Work request: When the line containing "Edit: Actually, I" is found in the data below, copy it and each line after it through the line containing "rrfs-test/scripts/link_mpasjedi_expr.sh", exactly and with no others.

Provided data:
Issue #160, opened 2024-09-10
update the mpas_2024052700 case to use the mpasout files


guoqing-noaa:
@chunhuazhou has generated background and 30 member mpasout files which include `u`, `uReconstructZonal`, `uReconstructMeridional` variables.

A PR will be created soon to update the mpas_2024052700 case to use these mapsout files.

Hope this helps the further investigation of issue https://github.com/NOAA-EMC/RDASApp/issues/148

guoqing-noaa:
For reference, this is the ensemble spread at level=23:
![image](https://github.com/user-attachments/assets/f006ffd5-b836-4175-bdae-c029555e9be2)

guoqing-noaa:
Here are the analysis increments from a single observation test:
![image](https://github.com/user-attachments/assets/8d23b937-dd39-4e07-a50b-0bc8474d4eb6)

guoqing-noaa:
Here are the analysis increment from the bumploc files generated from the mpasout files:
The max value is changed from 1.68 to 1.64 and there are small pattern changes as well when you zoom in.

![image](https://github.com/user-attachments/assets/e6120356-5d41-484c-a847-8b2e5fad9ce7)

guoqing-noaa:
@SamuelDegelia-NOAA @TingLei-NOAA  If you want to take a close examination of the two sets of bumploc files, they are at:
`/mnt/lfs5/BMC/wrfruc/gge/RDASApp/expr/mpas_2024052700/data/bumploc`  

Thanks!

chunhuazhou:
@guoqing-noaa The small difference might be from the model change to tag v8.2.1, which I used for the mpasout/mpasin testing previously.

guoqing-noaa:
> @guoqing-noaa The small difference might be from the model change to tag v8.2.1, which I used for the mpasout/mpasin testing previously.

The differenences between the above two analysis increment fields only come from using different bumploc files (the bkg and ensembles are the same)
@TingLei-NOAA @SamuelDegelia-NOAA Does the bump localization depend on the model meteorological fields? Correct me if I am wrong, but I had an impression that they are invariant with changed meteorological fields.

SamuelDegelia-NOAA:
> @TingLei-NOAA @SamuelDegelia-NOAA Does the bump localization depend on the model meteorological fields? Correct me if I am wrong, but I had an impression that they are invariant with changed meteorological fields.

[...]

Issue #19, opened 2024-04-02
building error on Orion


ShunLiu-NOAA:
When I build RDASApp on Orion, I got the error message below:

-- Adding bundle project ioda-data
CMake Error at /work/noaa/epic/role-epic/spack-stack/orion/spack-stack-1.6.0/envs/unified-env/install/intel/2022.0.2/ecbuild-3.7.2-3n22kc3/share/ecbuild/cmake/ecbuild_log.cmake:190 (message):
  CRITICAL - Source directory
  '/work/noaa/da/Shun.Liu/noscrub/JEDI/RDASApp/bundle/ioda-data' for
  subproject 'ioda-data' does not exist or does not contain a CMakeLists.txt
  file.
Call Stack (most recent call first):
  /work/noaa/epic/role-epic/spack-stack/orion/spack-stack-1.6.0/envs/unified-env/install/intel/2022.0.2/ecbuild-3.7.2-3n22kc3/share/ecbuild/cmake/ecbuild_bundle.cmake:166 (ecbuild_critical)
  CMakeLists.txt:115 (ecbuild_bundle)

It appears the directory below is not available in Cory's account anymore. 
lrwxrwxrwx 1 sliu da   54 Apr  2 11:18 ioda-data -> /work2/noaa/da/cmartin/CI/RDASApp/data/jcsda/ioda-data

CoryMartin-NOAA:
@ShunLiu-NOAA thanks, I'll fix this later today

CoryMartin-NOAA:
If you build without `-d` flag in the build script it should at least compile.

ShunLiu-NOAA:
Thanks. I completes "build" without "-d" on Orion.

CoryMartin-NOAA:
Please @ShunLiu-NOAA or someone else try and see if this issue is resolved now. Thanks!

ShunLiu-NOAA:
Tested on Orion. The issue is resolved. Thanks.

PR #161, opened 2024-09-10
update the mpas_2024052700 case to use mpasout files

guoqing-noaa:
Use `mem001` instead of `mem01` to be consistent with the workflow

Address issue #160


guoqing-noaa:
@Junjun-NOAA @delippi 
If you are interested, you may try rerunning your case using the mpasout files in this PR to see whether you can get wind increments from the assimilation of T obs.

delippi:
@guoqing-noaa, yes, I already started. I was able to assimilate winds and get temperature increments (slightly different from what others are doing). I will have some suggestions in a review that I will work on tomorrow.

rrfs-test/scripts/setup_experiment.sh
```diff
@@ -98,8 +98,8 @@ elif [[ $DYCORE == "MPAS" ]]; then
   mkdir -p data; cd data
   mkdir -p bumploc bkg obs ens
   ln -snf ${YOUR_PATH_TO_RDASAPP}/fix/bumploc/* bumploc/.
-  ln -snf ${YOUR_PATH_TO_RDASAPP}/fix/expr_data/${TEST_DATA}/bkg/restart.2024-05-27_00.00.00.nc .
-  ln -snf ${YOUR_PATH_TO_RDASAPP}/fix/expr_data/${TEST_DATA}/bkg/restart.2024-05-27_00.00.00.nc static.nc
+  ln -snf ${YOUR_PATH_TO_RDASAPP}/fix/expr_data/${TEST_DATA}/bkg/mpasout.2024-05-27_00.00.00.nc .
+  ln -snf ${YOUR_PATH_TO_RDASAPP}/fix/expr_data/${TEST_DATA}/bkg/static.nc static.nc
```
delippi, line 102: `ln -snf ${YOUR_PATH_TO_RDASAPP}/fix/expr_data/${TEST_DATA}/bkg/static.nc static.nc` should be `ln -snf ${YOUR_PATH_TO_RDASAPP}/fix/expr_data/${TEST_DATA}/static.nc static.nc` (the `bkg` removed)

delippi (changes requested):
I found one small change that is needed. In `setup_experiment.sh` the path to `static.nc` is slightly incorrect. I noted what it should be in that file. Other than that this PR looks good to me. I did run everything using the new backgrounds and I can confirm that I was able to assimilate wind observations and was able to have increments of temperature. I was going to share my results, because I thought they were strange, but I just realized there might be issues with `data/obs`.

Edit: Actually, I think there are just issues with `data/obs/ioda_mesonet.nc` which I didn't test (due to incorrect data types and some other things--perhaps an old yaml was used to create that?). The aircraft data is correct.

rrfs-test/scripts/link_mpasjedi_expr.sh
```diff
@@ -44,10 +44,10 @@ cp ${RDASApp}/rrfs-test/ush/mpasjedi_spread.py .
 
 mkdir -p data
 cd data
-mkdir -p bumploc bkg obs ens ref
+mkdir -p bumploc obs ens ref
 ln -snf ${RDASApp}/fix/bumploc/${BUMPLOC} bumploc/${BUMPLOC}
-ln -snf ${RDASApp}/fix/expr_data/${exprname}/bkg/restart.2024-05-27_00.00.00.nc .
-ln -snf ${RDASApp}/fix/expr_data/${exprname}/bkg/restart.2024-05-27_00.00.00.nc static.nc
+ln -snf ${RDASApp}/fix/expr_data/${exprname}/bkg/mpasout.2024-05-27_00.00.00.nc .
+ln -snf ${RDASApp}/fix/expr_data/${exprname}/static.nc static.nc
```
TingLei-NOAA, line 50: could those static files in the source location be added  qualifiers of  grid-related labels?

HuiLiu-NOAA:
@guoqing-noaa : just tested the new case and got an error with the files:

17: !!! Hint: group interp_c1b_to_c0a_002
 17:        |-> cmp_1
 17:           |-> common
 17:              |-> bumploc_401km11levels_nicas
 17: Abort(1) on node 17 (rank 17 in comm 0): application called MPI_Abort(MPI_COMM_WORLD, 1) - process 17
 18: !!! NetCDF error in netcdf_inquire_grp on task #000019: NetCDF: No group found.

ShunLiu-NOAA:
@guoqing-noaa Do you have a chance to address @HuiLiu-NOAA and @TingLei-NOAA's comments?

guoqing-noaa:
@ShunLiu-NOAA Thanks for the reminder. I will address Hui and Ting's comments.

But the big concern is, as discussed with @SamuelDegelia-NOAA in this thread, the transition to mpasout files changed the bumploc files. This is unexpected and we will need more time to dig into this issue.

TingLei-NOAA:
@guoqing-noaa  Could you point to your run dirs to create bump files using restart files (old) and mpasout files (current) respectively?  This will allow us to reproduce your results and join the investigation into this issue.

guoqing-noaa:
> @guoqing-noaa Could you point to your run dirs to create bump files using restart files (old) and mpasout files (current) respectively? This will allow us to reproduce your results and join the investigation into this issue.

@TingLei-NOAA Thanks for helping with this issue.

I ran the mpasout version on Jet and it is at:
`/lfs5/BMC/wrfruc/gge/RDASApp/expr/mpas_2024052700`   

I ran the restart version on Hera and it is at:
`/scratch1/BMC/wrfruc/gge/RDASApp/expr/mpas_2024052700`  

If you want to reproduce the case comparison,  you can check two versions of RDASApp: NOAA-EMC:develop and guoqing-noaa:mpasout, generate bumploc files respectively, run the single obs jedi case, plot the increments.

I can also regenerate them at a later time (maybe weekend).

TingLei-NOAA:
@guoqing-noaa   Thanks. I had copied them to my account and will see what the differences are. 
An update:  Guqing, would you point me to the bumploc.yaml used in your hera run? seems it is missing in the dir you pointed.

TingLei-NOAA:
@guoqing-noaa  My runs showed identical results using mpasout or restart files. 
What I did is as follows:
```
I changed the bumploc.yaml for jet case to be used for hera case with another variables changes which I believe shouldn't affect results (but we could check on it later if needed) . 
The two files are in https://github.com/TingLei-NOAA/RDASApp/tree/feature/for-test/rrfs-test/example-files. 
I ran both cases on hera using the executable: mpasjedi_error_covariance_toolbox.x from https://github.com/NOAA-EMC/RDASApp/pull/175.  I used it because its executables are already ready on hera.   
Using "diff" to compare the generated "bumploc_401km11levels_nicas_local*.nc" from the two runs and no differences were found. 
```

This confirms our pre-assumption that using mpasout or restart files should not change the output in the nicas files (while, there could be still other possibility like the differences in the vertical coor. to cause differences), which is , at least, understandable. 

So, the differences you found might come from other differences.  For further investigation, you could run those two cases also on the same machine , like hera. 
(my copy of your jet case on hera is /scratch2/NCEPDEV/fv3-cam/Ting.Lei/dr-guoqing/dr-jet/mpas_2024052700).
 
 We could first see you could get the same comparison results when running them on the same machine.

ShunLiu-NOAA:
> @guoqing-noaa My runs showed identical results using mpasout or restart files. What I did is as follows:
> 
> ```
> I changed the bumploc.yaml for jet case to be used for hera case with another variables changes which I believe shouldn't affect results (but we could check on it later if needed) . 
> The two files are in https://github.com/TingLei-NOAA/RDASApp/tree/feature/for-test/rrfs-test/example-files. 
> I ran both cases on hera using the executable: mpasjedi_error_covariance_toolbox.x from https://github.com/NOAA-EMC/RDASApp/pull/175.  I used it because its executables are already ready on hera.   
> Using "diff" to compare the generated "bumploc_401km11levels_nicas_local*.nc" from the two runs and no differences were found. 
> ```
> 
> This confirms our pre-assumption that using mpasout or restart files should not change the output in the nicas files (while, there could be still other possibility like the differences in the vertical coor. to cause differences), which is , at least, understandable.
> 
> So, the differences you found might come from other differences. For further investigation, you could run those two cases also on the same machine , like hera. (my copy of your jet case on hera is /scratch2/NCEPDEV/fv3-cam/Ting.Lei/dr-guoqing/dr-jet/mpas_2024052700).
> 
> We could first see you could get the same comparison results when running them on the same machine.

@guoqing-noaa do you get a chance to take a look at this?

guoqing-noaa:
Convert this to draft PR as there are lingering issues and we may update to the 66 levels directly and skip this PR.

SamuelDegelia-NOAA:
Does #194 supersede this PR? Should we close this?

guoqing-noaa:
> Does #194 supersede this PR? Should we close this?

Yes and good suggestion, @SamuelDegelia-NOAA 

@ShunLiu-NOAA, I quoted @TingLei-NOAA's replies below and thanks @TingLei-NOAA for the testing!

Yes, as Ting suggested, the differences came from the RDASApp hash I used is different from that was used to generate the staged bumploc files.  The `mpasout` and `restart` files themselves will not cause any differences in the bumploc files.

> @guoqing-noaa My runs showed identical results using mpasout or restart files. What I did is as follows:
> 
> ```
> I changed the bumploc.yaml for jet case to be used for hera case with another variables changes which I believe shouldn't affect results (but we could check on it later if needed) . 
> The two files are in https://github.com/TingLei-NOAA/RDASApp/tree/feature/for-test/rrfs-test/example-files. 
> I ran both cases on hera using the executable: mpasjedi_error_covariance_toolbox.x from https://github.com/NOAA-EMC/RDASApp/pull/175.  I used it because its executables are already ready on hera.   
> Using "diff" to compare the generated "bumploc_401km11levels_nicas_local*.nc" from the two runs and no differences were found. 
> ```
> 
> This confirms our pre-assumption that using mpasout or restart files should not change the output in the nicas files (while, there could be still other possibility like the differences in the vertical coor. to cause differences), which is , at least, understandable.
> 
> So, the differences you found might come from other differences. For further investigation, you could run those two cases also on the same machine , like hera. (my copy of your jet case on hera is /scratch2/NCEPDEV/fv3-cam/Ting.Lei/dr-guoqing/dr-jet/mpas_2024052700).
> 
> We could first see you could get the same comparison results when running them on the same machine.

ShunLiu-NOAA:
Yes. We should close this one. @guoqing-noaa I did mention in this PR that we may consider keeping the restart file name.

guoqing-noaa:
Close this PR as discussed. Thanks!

Solution for this task:
Edit: Actually, I think there are just issues with `data/obs/ioda_mesonet.nc` which I didn't test (due to incorrect data types and some other things--perhaps an old yaml was used to create that?). The aircraft data is correct.

rrfs-test/scripts/link_mpasjedi_expr.sh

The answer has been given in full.